Israel’s comparative benefit in the global FinTech market
To lead in FinTech innovation, Israel has a number of advantages, including its small size, which acts as a great testing ground; very high mobile engagement among Israelis; and the big data skills learned in Israel’s elite army intelligence units, like the 8200 unit, known for its crop of future star entrepreneurs.
“I think the great advantage of Israeli FinTech is that there is a limited local market, which forces the local FinTech industry to focus on larger global markets,” says Yoni Assia, CEO and Founder of eToro, the social investment network that uses real-time features to let users follow and trade based on other users’ activities. “The payments, trading and Bitcoin systems that emerged in Israel are in general more global than those in other countries,” adds Assia. The “microcosm” of Israel represents a good trial market for global-geared financial startups that want to make sure that their technology really works before they launch it in the US, an economy 39 times the size of Israel’s.
“I really feel that Israel is a point of reference for many financial institutions, and in many aspects we are more advanced than a number of banks in the world,” explains Yur, who claims that the ability of Bank HaPoalim to test out mobile applications and new financial services far surpasses US and European banks.
This leaves room for the bank to invest and give back to FinTech startups through its support programs (as does its competitor, Israel’s Leumi Bank, through LeumiTech) and to engage international banks’ interest, CitiBank and Barclay’s most recently, in financial management technologies developed by Israeli startups.
But for many, the secret weapon Israelis have over other countries is its elite intelligence units like 8200, where the likes of BillGuard’s Ouzan have served.
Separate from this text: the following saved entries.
PR #1757, opened 2022-06-13
Add a telemetry relay client.

gitaumoses4:
## What does this PR do?

We need to initialize telemetry on the broker, therefore in this PR we are setting up the infrastructure to do so. The following additions and reactors are necessary:

- Adds support for telemetry relay - this can be implemented to relay telemetry events to a database
- Moves event classes to common4j - some base events are needed in both android and java/linux.
- Ensures there are no duplicates for telemetry observers - to prevent a single instance of a telemetry observer from being invoked multiple times.
- Add client-side filters for telemetry - we are setting up filters to the telemetry relay client to allow client side filtering of telemetry events.

## Relevant PRs.

1. https://github.com/AzureAD/ad-accounts-for-android/pull/1903 - Adds aria relay client to the broker

PR #1768, opened 2022-06-21
Add Error Event and extra events to broker telemetry

gitaumoses4:
## What
We need to capture error events in telemetry when an exception is thrown. 

## How
In order to capture an error event, we shall emit an `ErrorEvent` to telemetry every time an instance of `BaseException` is created.

We then capture the exception information in the error event class. 

#### Error Tag
An error-tag is a unique string that allows us to identify exceptions that were thrown from the same location. This helps us keep track of the number of hits of an exception that is thrown. 

> NOTE: We shall need to implement a different tagging method to enhance debugging.

#### BrokerTelemetryAdapter
This extends the `TelemetryAggregationAdapter` which basically does a merge of all the events with the same correlation id into a single event. If we just make use of this adapter, we will lose important error information since all the error fields will be merged into the aggregated event. 

The `BrokerTelemetryAdapter` sends out error events captured in the flow as independent events. It includes a hit count of the error during the flow.

## Related PRs.
1. Common infrastructure to integrate telemetry to the broker: https://github.com/AzureAD/microsoft-authentication-library-common-for-android/pull/1757
2. Broker infrastructure for telemetry: https://github.com/AzureAD/ad-accounts-for-android/pull/1903

## Design Documents
https://identitydivision.visualstudio.com/DevEx/_git/AuthLibrariesApiReview?path=/%5BAndroid%5D%20Telemetry&version=GBgit/android-broker-telemetry

### DIFF
--- a/common/src/main/AndroidManifest.xml
+++ b/common/src/main/AndroidManifest.xml
@@ -11,11 +11,11 @@
         <!-- Because Android detects plugged in YubiKeys as keyboard config changes, configChanges must have `keyboardHidden` and `keyboard` -->
         <activity
             android:name="com.microsoft.identity.common.internal.providers.oauth2.AuthorizationActivity"
-            android:configChanges="orientation|keyboardHidden|screenSize|smallestScreenSize|screenLayout|keyboard" />
+            android:configChanges="orientation|keyboardHidden|screenSize|smallestScreenSize|screenLayout" />
 
         <activity
             android:name="com.microsoft.identity.common.internal.providers.oauth2.CurrentTaskAuthorizationActivity"
-            android:configChanges="orientation|keyboardHidden|screenSize|smallestScreenSize|screenLayout|keyboard" />
+            android:configChanges="orientation|keyboardHidden|screenSize|smallestScreenSize|screenLayout" />
 
         <!-- Activity to invoke an interactive request to the intent passed by ad-accounts(Broker) -->
         <activity
--- a/common/src/main/AndroidManifest.xml
+++ b/common/src/main/AndroidManifest.xml
@@ -11,11 +11,11 @@
         <!-- Because Android detects plugged in YubiKeys as keyboard config changes, configChanges must have `keyboardHidden` and `keyboard` -->
         <activity
             android:name="com.microsoft.identity.common.internal.providers.oauth2.AuthorizationActivity"
-            android:configChanges="orientation|keyboardHidden|screenSize|smallestScreenSize|screenLayout" />
+            android:configChanges="orientation|keyboardHidden|screenSize|smallestScreenSize|screenLayout|keyboard" />
 
         <activity
             android:name="com.microsoft.identity.common.internal.providers.oauth2.CurrentTaskAuthorizationActivity"
-            android:configChanges="orientation|keyboardHidden|screenSize|smallestScreenSize|screenLayout" />
+            android:configChanges="orientation|keyboardHidden|screenSize|smallestScreenSize|screenLayout|keyboard" />
 
         <!-- Activity to invoke an interactive request to the intent passed by ad-accounts(Broker) -->
         <activity
--- a/common/src/main/AndroidManifest.xml
+++ b/common/src/main/AndroidManifest.xml
@@ -1,26 +1,23 @@
 <manifest xmlns:android="http://schemas.android.com/apk/res/android"
-    xmlns:tools="http://schemas.android.com/tools"
     package="com.microsoft.identity.common">
 
     <uses-permission android:name="android.permission.INTERNET" />
     <uses-permission android:name="android.permission.ACCESS_NETWORK_STATE" />
-    <!-- Min Sdk version for YubiKit is 19, so override is needed to avoid build errors with Common's min sdk version -->
-    <uses-sdk tools:overrideLibrary="com.yubico.yubikit.android" />
 
     <application>
         <!-- Because Android detects plugged in YubiKeys as keyboard config changes, configChanges must have `keyboardHidden` and `keyboard` -->
         <activity
             android:name="com.microsoft.identity.common.internal.providers.oauth2.AuthorizationActivity"
-            android:configChanges="orientation|keyboardHidden|screenSize|smallestScreenSize|screenLayout|keyboard" />
+            android:configChanges="orientation|keyboardHidden|screenSize|smallestScreenSize|screenLayout" />
 
         <activity
             android:name="com.microsoft.identity.common.internal.providers.oauth2.CurrentTaskAuthorizationActivity"
-            android:configChanges="orientation|keyboardHidden|screenSize|smallestScreenSize|screenLayout|keyboard" />
+            android:configChanges="orientation|keyboardHidden|screenSize|smallestScreenSize|screenLayout" />
 
         <!-- Activity to invoke an interactive request to the intent passed by ad-accounts(Broker) -->
         <activity
             android:name="com.microsoft.identity.common.internal.broker.BrokerActivity"
-            android:configChanges="orientation|keyboardHidden|screenSize|screenLayout|keyboard" />
+            android:configChanges="orientation|screenSize|screenLayout" />
     </application>
 
     <!-- Required for API Level 30 to make sure we can detect browsers and other apps we want to
--- a/common/src/main/java/com/microsoft/identity/common/internal/telemetry/AndroidTelemetryContext.java
+++ b/common/src/main/java/com/microsoft/identity/common/internal/telemetry/AndroidTelemetryContext.java
@@ -23,6 +23,7 @@
 package com.microsoft.identity.common.internal.telemetry;
 
 import android.content.Context;
+import android.content.pm.ApplicationInfo;
 import android.content.pm.PackageInfo;
 import android.content.pm.PackageManager;
 import android.os.Build;
@@ -39,7 +40,7 @@ import lombok.NonNull;
 /**
  * TelemetryContext for Android.
  * Containing Android Metadata. It also persists data in SharedPreferences.
- * */
+ */
 public class AndroidTelemetryContext extends AbstractTelemetryContext {
 
     private static final String TAG = AndroidTelemetryContext.class.getName();
@@ -60,9 +61,15 @@ public class AndroidTelemetryContext extends AbstractTelemetryContext {
             final PackageInfo packageInfo = packageManager.getPackageInfo(context.getPackageName(), 0);
             long versionCode = PackageInfoCompat.getLongVersionCode(packageInfo);
 
-            super.addApplicationInfo(packageInfo.applicationInfo.packageName,
+            final ApplicationInfo applicationInfo = context.getApplicationInfo();
+            final String applicationName = applicationInfo.labelRes == 0 ? applicationInfo.nonLocalizedLabel.toString() : context.getString(applicationInfo.labelRes);
+
+            super.addApplicationInfo(
+                    applicationInfo.packageName,
+                    applicationName,
                     packageInfo.versionName,
-                    String.valueOf(versionCode));
+                    String.valueOf(versionCode)
+            );
         } catch (final PackageManager.NameNotFoundException e) {
             //Not throw the exception to break the auth request when getting the app's telemetry
             Logger.warn(methodTag, "Unable to find the app's package name from PackageManager.");
--- a/common/src/main/java/com/microsoft/identity/common/internal/telemetry/AndroidTelemetryContext.java
+++ b/common/src/main/java/com/microsoft/identity/common/internal/telemetry/AndroidTelemetryContext.java
@@ -59,10 +59,12 @@ public class AndroidTelemetryContext extends AbstractTelemetryContext {
         try {
             final PackageManager packageManager = context.getPackageManager();
             final PackageInfo packageInfo = packageManager.getPackageInfo(context.getPackageName(), 0);
-            long versionCode = PackageInfoCompat.getLongVersionCode(packageInfo);
+            final long versionCode = PackageInfoCompat.getLongVersionCode(packageInfo);
 
             final ApplicationInfo applicationInfo = context.getApplicationInfo();
-            final String applicationName = applicationInfo.labelRes == 0 ? applicationInfo.nonLocalizedLabel.toString() : context.getString(applicationInfo.labelRes);
+            // we should capture the application name as well.
+            final String applicationName = applicationInfo.labelRes == 0 ?
+                    applicationInfo.nonLocalizedLabel.toString() : context.getString(applicationInfo.labelRes);
 
             super.addApplicationInfo(
                     applicationInfo.packageName,
--- a/common/src/main/java/com/microsoft/identity/common/internal/telemetry/AndroidTelemetryContext.java
+++ b/common/src/main/java/com/microsoft/identity/common/internal/telemetry/AndroidTelemetryContext.java
@@ -63,11 +63,17 @@ public class AndroidTelemetryContext extends AbstractTelemetryContext {
 
             final ApplicationInfo applicationInfo = context.getApplicationInfo();
             // we should capture the application name as well.
-            final String applicationName = applicationInfo.labelRes == 0 ?
-                    applicationInfo.nonLocalizedLabel.toString() : context.getString(applicationInfo.labelRes);
+            String applicationName = "";
+            String packageName = "";
+
+            if (applicationInfo != null) {
+                applicationName = applicationInfo.labelRes == 0 && applicationInfo.nonLocalizedLabel != null ?
+                        applicationInfo.nonLocalizedLabel.toString() : context.getString(applicationInfo.labelRes);
+                packageName = applicationInfo.packageName;
+            }
 
             super.addApplicationInfo(
-                    applicationInfo.packageName,
+                    packageName,
                     applicationName,
                     packageInfo.versionName,
                     String.valueOf(versionCode)
--- a/common4j/src/main/com/microsoft/identity/common/java/telemetry/Telemetry.java
+++ b/common4j/src/main/com/microsoft/identity/common/java/telemetry/Telemetry.java
@@ -238,32 +238,6 @@ public class Telemetry {
     }
 
     /**
-     * Flush telemetry error events. These do not require a correlation id, so we pick all events that have their
-     * type as TelemetryEventStrings.EventType.ERROR_EVENT
-     */
-    public void flushErrors() {
-        if (!mIsTelemetryEnabled) {
-            return;
-        }
-
-        if (!mDefaultConfiguration.isDebugEnabled() && mIsDebugging) {
-            return;
-        }
-
-        final List<Map<String, String>> finalRawMap = new CopyOnWriteArrayList<>();
-
-        for (Iterator<Map<String, String>> iterator = mTelemetryRawDataMap.iterator(); iterator.hasNext(); ) {
-            Map<String, String> event = iterator.next();
-            if (TelemetryEventStrings.EventType.ERROR_EVENT.equalsIgnoreCase(event.get(Key.EVENT_TYPE))) {
-                finalRawMap.add(applyPiiOiiRule(event));
-                iterator.remove();
-            }
-        }
-
-        processRawMap(finalRawMap);
-    }
-
-    /**
      * Flush the telemetry data based on the correlation id to the observers.
      *
      * @param correlationId The correlation id should either passed by the client app through the API call
--- a/common4j/src/main/com/microsoft/identity/common/java/telemetry/Telemetry.java
+++ b/common4j/src/main/com/microsoft/identity/common/java/telemetry/Telemetry.java
@@ -238,6 +238,36 @@ public class Telemetry {
     }
 
     /**
+     * Flush telemetry error events. These do not require a correlation id, so we pick all events that have their
+     * type as TelemetryEventStrings.EventType.ERROR_EVENT
+     */
+    public void flushErrors() {
+        if (!mIsTelemetryEnabled) {
+            return;
+        }
+
+        if (!mDefaultConfiguration.isDebugEnabled() && mIsDebugging) {
+            return;
+        }
+
+        final List<Map<String, String>> finalRawMap = new CopyOnWriteArrayList<>();
+
+        for (Iterator<Map<String, String>> iterator = mTelemetryRawDataMap.iterator(); iterator.hasNext(); ) {
+            Map<String, String> event = iterator.next();
+            if (TelemetryEventStrings.EventType.ERROR_EVENT.equalsIgnoreCase(event.get(Key.EVENT_TYPE))) {
+                finalRawMap.add(applyPiiOiiRule(event));
+                // Remove errors that do not have a correlation id.
+                // Those that have, we will flush them along events with the same correlation id
+                if (StringUtil.isNullOrEmpty(event.get(Key.CORRELATION_ID))) {
+                    iterator.remove();
+                }
+            }
+        }
+
+        processRawMap(finalRawMap);
+    }
+
+    /**
      * Flush the telemetry data based on the correlation id to the observers.
      *
      * @param correlationId The correlation id should either passed by the client app through the API call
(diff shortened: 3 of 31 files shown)


common/src/main/AndroidManifest.xml
```diff
@@ -11,11 +11,11 @@
         <!-- Because Android detects plugged in YubiKeys as keyboard config changes, configChanges must have `keyboardHidden` and `keyboard` -->
         <activity
             android:name="com.microsoft.identity.common.internal.providers.oauth2.AuthorizationActivity"
-            android:configChanges="orientation|keyboardHidden|screenSize|smallestScreenSize|screenLayout|keyboard" />
+            android:configChanges="orientation|keyboardHidden|screenSize|smallestScreenSize|screenLayout" />
```
gitaumoses4, line 14:
```suggestion
            android:configChanges="orientation|keyboardHidden|screenSize|smallestScreenSize|screenLayout|keyboard" />
```

common/src/main/java/com/microsoft/identity/common/internal/telemetry/AndroidTelemetryContext.java
```diff
@@ -60,9 +61,15 @@ private void addApplicationInfo(@NonNull final Context context) {
             final PackageInfo packageInfo = packageManager.getPackageInfo(context.getPackageName(), 0);
             long versionCode = PackageInfoCompat.getLongVersionCode(packageInfo);
 
-            super.addApplicationInfo(packageInfo.applicationInfo.packageName,
+            final ApplicationInfo applicationInfo = context.getApplicationInfo();
+            final String applicationName = applicationInfo.labelRes == 0 ? applicationInfo.nonLocalizedLabel.toString() : context.getString(applicationInfo.labelRes);
```
shahzaibj: Can you add some comments here? 

I believe for our purposes this is the name of the broker hosting application?

common/src/main/java/com/microsoft/identity/common/internal/telemetry/AndroidTelemetryContext.java
```diff
@@ -60,9 +61,15 @@ private void addApplicationInfo(@NonNull final Context context) {
...
+
+            super.addApplicationInfo(
+                    applicationInfo.packageName,
+                    applicationName,
```
shahzaibj: What's the different between these two?

common4j/src/main/com/microsoft/identity/common/java/telemetry/Telemetry.java
```diff
@@ -258,16 +258,25 @@ public void flush(@NonNull final String correlationId) {
...
 
-        List<Map<String, String>> finalRawMap = new CopyOnWriteArrayList<>();
+        final List<Map<String, String>> finalRawMap = new CopyOnWriteArrayList<>();
 
         for (Iterator<Map<String, String>> iterator = mTelemetryRawDataMap.iterator(); iterator.hasNext(); ) {
             Map<String, String> event = iterator.next();
-            if (correlationId.equalsIgnoreCase(event.get(Key.CORRELATION_ID))) {
+            // flush error events too
+            if (correlationId.equalsIgnoreCase(event.get(Key.CORRELATION_ID))
+                    || TelemetryEventStrings.EventType.ERROR_EVENT.equals(event.get(Key.EVENT_TYPE))) {
```
shahzaibj: Why we need this type of explicit check for ErrorEvent? We never seemed to need it for other events

common4j/src/main/com/microsoft/identity/common/java/telemetry/adapter/BrokerTelemetryAdapter.java
```diff
@@ -21,16 +21,93 @@
...
+
+        // count the number of hits of the errors
+        final List<Map<String, String>> countedErrors = countErrors(errorEvents);
+        // publish the event
+        for (Map<String, String> errorEvent : countedErrors) {
+            getObserver().onReceived(errorEvent);
+        }
+
+        // send out the aggregated event separately. This contains the tag of the error event that was
+        // fired last, hence in case of a failure, we know which error caused it.
```
shahzaibj, line 64: So we only know tag for one error event?

common4j/src/main/com/microsoft/identity/common/java/telemetry/adapter/BrokerTelemetryAdapter.java
```diff
@@ -21,16 +21,93 @@
...
+ * and add combine it with the aggregated event. This means that the event sent by {@link TelemetryAggregationAdapter} only contains
+ * the last error that was dispatched.
  */
 public class BrokerTelemetryAdapter extends TelemetryAggregationAdapter {
     public BrokerTelemetryAdapter(@NonNull IBrokerTelemetryObserver observer) {
         super(observer);
     }
+
+    @Override
+    public void process(@NonNull List<Map<String, String>> rawData) {
```
shahzaibj, line 50: Can you check where (on which thread) does all the processing happen? I'm thinking this probably doesn't need to happen on the same thread that was doing the AT / ATS request and this processing can be done on a separate thread. We don't have to solve the problem right now but something to look at to come up with a plan to improve this going forward.

common4j/src/main/com/microsoft/identity/common/java/telemetry/adapter/BrokerTelemetryAdapter.java
```diff
@@ -21,16 +21,93 @@
...
+        final Map<String, String> aggregatedMap = aggregateEvent(rawData);
+
+        // Filter out the error events first
+        final List<Map<String, String>> errorEvents = filterErrorEvents(rawData, aggregatedMap);
+
+        // count the number of hits of the errors
+        final List<Map<String, String>> countedErrors = countErrors(errorEvents);
+        // publish the event
+        for (Map<String, String> errorEvent : countedErrors) {
```
shahzaibj:
```suggestion
        for (final Map<String, String> errorEvent : countedErrors) {
```

common4j/src/main/com/microsoft/identity/common/java/telemetry/adapter/BrokerTelemetryAdapter.java
```diff
@@ -21,16 +21,93 @@
...
     }
+
+    @Override
+    public void process(@NonNull List<Map<String, String>> rawData) {
+        final Map<String, String> aggregatedMap = aggregateEvent(rawData);
+
+        // Filter out the error events first
+        final List<Map<String, String>> errorEvents = filterErrorEvents(rawData, aggregatedMap);
+
+        // count the number of hits of the errors
```
shahzaibj: this is really collecting than just counting

common4j/src/main/com/microsoft/identity/common/java/telemetry/adapter/BrokerTelemetryAdapter.java
```diff
@@ -21,16 +21,93 @@
...
+            getObserver().onReceived(errorEvent);
+        }
+
+        // send out the aggregated event separately. This contains the tag of the error event that was
+        // fired last, hence in case of a failure, we know which error caused it.
+        getObserver().onReceived(aggregatedMap);
+    }
+
+    /**
+     * Filters out error events from the list of events
```
shahzaibj:
```suggestion
     * Filters out error events from the list of events.
```

common4j/src/main/com/microsoft/identity/common/java/telemetry/adapter/BrokerTelemetryAdapter.java
```diff
@@ -21,16 +21,93 @@
...
+     */
+    private List<Map<String, String>> filterErrorEvents(List<Map<String, String>> rawData, Map<String, String> aggregatedMap) {
```
shahzaibj: NonNull and final to params

common4j/src/main/com/microsoft/identity/common/java/telemetry/adapter/BrokerTelemetryAdapter.java
```diff
@@ -21,16 +21,93 @@
...
+        final List<Map<String, String>> errorEvents = new ArrayList<>();
+
+        for (Map<String, String> event : rawData) {
```
shahzaibj:
```suggestion
        for (final Map<String, String> event : rawData) {
```

common4j/src/main/com/microsoft/identity/common/java/telemetry/adapter/BrokerTelemetryAdapter.java
```diff
@@ -21,16 +21,93 @@
...
     public BrokerTelemetryAdapter(@NonNull IBrokerTelemetryObserver observer) {
         super(observer);
     }
+
+    @Override
+    public void process(@NonNull List<Map<String, String>> rawData) {
+        final Map<String, String> aggregatedMap = aggregateEvent(rawData);
+
+        // Filter out the error events first
+        final List<Map<String, String>> errorEvents = filterErrorEvents(rawData, aggregatedMap);
```
shahzaibj, line 54: I don't fully get why we need to do this and why can't we just flush everything altogether

common4j/src/main/com/microsoft/identity/common/java/telemetry/adapter/BrokerTelemetryAdapter.java
```diff
@@ -21,16 +21,93 @@
...
+
+                errorEvents.add(errorEvent);
+            }
+        }
+        return errorEvents;
+    }
+
+    /**
+     * Errors with the same tag are essentially the same error, we don't need to send them to telemetry as different errors. Therefore
+     * we shall add an {@link TelemetryEventStrings.Key#ERROR_COUNT} key that denotes the number of hits of the error.
```
shahzaibj, line 88: Ok, I think I see now what we're trying to do here...

Can you add javadoc to the other method to link here?

shahzaibj: I'm actually curious, when do we anticipate ourselves to hold onto multiple ErrorEvents with same error code and tag in memory and not having flushed them already?

common4j/src/main/com/microsoft/identity/common/java/telemetry/adapter/TelemetryAggregationAdapter.java
```diff
@@ -76,10 +77,11 @@ protected Map<String, String> aggregateEvent(@NonNull final List<Map<String, Str
                 );
             }
 
-            if (!StringUtil.isNullOrEmpty(event.get(Key.IS_SUCCESSFUL))) {
+            if (!StringUtil.isNullOrEmpty(event.get(Key.IS_SUCCESSFUL)) || eventName.contains(END)) {
```
shahzaibj: END?

common4j/src/main/com/microsoft/identity/common/java/telemetry/events/ApiStartEvent.java
```diff
@@ -152,11 +157,25 @@ public ApiStartEvent putProperties(
...
         if (parameters instanceof BrokerInteractiveTokenCommandParameters) {
-            //TODO when integrate the telemetry with broker.
+            final BrokerInteractiveTokenCommandParameters interactiveParameters = (BrokerInteractiveTokenCommandParameters) parameters;
+
+            put(Key.BROKER_VERSION, interactiveParameters.getBrokerVersion());
+            put(Key.BROKER_PROTOCOL_VERSION, interactiveParameters.getNegotiatedBrokerProtocolVersion());
+
+            put(Key.CALLER_APP_VERSION, interactiveParameters.getCallerAppVersion());
+            put(Key.CALLER_APP_PACKAGE_NAME, interactiveParameters.getCallerPackageName());
+            put(Key.CALLER_APP_UUID, String.valueOf(interactiveParameters.getCallerUid()));
```
shahzaibj: I think we discussed in the meeting that we want to avoid sending these for now

common4j/src/main/com/microsoft/identity/common/java/telemetry/events/ApiStartEvent.java
```diff
@@ -152,11 +157,25 @@ public ApiStartEvent putProperties(
         }
 
         if (parameters instanceof BrokerInteractiveTokenCommandParameters) {
-            //TODO when integrate the telemetry with broker.
+            final BrokerInteractiveTokenCommandParameters interactiveParameters = (BrokerInteractiveTokenCommandParameters) parameters;
+
+            put(Key.BROKER_VERSION, interactiveParameters.getBrokerVersion());
```
shahzaibj: Can you also check that broker version is populated correctly on the command parameters? So this capturing is not in vain.

common4j/src/main/com/microsoft/identity/common/java/telemetry/events/ApiStartEvent.java
```diff
@@ -182,6 +201,11 @@ public ApiStartEvent putValidationStatus(@NonNull final String validationStatus)
         return this;
     }
 
+    public ApiStartEvent putWorkPlaceJoined(final boolean isWorkPlaceJoined) {
```
shahzaibj, line 209: This is fine for now, but ultimately we want some of these things to probably move out of API Event

common4j/src/main/com/microsoft/identity/common/java/telemetry/events/BaseEvent.java
```diff
@@ -37,7 +39,10 @@ public BaseEvent() {
 
     @Override
     public Properties put(String key, String value) {
-        return super.put(key, value);
+        if(!StringUtil.isNullOrEmpty(value)) {
```
shahzaibj, line 42: What if the key itself is null?

common4j/src/main/com/microsoft/identity/common/java/telemetry/events/BrokerEvent.java
```diff
@@ -0,0 +1,47 @@
...
+// OUT OF OR IN CONNECTION WITH THE SOFTWARE OR THE USE OR OTHER DEALINGS IN
+// THE SOFTWARE.
+package com.microsoft.identity.common.java.telemetry.events;
+
+import com.microsoft.identity.common.java.telemetry.TelemetryEventStrings;
+
+import lombok.NonNull;
+
+/**
+ * A generic broker event. This can be used to emit any kind of event in the broker. e.g. an event with the IPC strategy
```
shahzaibj:
```suggestion
 * A generic broker event. This can be used to emit any kind of event in the broker. e.g. an event with the IPC strategy.
```

common4j/src/main/com/microsoft/identity/common/java/telemetry/events/BrokerEvent.java
```diff
@@ -0,0 +1,47 @@
...
+        super();
+        types(TelemetryEventStrings.EventType.BROKER_EVENT);
+        names(eventName);
+    }
+
+    public BrokerEvent() {
+        this(null);
+    }
+
+    public BrokerEvent putIPCStrategy(@NonNull String ipcStrategy) {
```
shahzaibj, line 43: So this is more for MSAL telemetry than broker telemetry

common4j/src/main/com/microsoft/identity/common/java/telemetry/events/ErrorEvent.java
```diff
@@ -0,0 +1,77 @@
+package com.microsoft.identity.common.java.telemetry.events;
```
shahzaibj, line 23: LICENSE

common4j/src/main/com/microsoft/identity/common/java/telemetry/rules/TelemetryPiiOiiRules.java
```diff
@@ -56,7 +56,10 @@ final public class TelemetryPiiOiiRules {
             Key.REDIRECT_URI,
             Key.HTTP_PATH,
             Key.AUTHORITY,
-            Key.IDP_NAME
+            Key.IDP_NAME,
+            Key.CALLER_APP_PACKAGE_NAME,
+            Key.CALLER_APP_UUID,
+            Key.CALLER_APP_VERSION
```
shahzaibj, line 62: Ok, I see you flagged them as PII. This should work.

common/src/main/java/com/microsoft/identity/common/internal/telemetry/AndroidTelemetryContext.java
gitaumoses4: The first one gives the package name. e.g. `com.microsoft.authenticator` the second one gives the application label e.g. `Authenticator`

common4j/src/main/com/microsoft/identity/common/java/telemetry/Telemetry.java
gitaumoses4: Not sure why I added this. Lemme remove it.

common4j/src/main/com/microsoft/identity/common/java/telemetry/adapter/BrokerTelemetryAdapter.java
gitaumoses4: Yes that's right. But in line 59
```java
        for (Map<String, String> errorEvent : countedErrors) {
            getObserver().onReceived(errorEvent);
        }
```

We emit error events separately, hence we can query all errors for a particular event by correlation id.

common4j/src/main/com/microsoft/identity/common/java/telemetry/adapter/TelemetryAggregationAdapter.java
gitaumoses4: Need to remove that.

common4j/src/main/com/microsoft/identity/common/java/telemetry/events/ApiStartEvent.java
gitaumoses4: We actually don't need this line. I forced every event to contain the `Broker version` by putting the value when creating the TelemetryContext.

```java
        final AndroidTelemetryContext telemetryContext = new AndroidTelemetryContext(mContext);
        telemetryContext.put(TelemetryEventStrings.Key.BROKER_VERSION, WorkplaceJoin.API_VERSION);
```

The telemetry context is merged with every event that is sent.

common4j/src/main/com/microsoft/identity/common/java/telemetry/events/BaseEvent.java
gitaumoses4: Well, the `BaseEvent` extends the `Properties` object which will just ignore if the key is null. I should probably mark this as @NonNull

He says, “Much of our work in 8200 has to do with organizing a big, bureaucratic enterprise like the army. In many ways it’s similar to the challenge FinTech presents, so it’s very helpful.”
Besides BillGuard, which processes an enormous amount of data on credit card charges to help users track their spending and identify possible fraud, other notable 8200 graduates who have moved into FinTech include the founders of ThetaRay, a threat-detection solution to protect financial institution’s infrastructure, and Trusteer, another information security company that was acquired by IBM for $900 million in 2013.
From deposit drive-thrus to App Store tellers
Other shining stars include Actimize, a big data company with real solutions for fraud prevention and risk management, as well as companies like Pricence, an intelligent pricing platform that was selected by MasterCard for the Israel Technology Award, and the breakthrough global mobile payments company Payoneer (now a Member Service Provider of MasterCard worldwide).
eToro‘s Assia believes this is all for the greater good: “Having people share their finance knowledge with one another creates more transparency in the markets and will lead to a better understanding of consumers and new kinds of products that will utilize the wisdom of the crowd.”
Despite FinTech’s tremendous progress in giving people control over their money, Ouzan’s dream of eliminating “physical” banking institutions is still far off. But he’s not giving up. “I await the day when banking will become a platform serving customers rather than a monolithic bureaucratic platform,” he says. “Just imagine the bank becoming the App Store.”